PR #829, opened 2023-12-31
Align GLU implementation with LLaMa

vchiley:
Align [LLM-Foundry GLU implementation](https://github.com/mosaicml/llm-foundry/blob/f2b7bef416f6d0d54f1e6dbe45fee61bff821f38/llmfoundry/models/layers/ffn.py#L148) with [LLaMa implementation](https://github.com/huggingface/transformers/blob/3cefac1d974db5e2825a0cb2b842883a628be7a0/src/transformers/models/llama/modeling_llama.py#L268)
ie 
```
self.down_proj(self.act(self.gate_proj(x)) * self.up_proj(x))
```
instead of 
```
self.down_proj(self.act(self.up_proj(x)) * self.gate(x))
```

Additionally, with https://github.com/mosaicml/llm-foundry/pull/805, we are no longer constricted to using `gelu`s. Therefore it's no longer GeGLU, but ANY_ACT_FN_GLU, so I'm changing the name to generic GLU.

### DIFF
--- a/llmfoundry/models/mpt/configuration_mpt.py
+++ b/llmfoundry/models/mpt/configuration_mpt.py
@@ -107,7 +107,7 @@ class MPTConfig(PretrainedConfig):
                     factor (float): Scaling factor to use if using 'linear' or 'dynamic' as rope_scaling.type.
                 kv_n_heads (Optional[int]): For grouped_query_attention only, allow user to specify number of kv heads.
             ffn_config (Dict): A dictionary used to configure the model's ffn module:
-                ffn_type (str): type of ffn to use. Options: mptmlp, mptgeglu, te_ln_mlp
+                ffn_type (str): type of ffn to use. Options: mptmlp, mptglu, te_ln_mlp
             init_device (str): The device to use for parameter initialization.
             logit_scale (Optional[Union[float, str]]): If not None, scale the logits by this value.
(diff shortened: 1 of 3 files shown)


llmfoundry/models/mpt/configuration_mpt.py
```diff
@@ -291,7 +291,7 @@ def _validate_config(self) -> None:
                     + 'pip install flash-attn==1.0.6 --no-build-isolation \n' +
                     'pip install git+https://github.com/NVIDIA/TransformerEngine.git@144e4888b2cdd60bd52e706d5b7a79cb9c1a7156'
                 )
-        if self.ffn_config['ffn_type'] in ['mptmlp', 'mptgeglu']:
```
dakinggg, line 294: Can you add an error here if ffn type is mptgeglu that tells user the name changed and the structure changed slightly, linking to this pr for details. Just in case anyone was using it.

dakinggg (approved):

llmfoundry/models/mpt/configuration_mpt.py
vchiley: [Done](https://github.com/mosaicml/llm-foundry/pull/829/commits/52be34f1d4e92dfae75b0e6dd1e947403c167e47)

INSTRUCTIONS TO FOLLOW
Return each line of the listing that holds the string "Optional".

YOUR RESPONSE
                 kv_n_heads (Optional[int]): For grouped_query_attention only, allow user to specify number of kv heads.
             logit_scale (Optional[Union[float, str]]): If not None, scale the logits by this value.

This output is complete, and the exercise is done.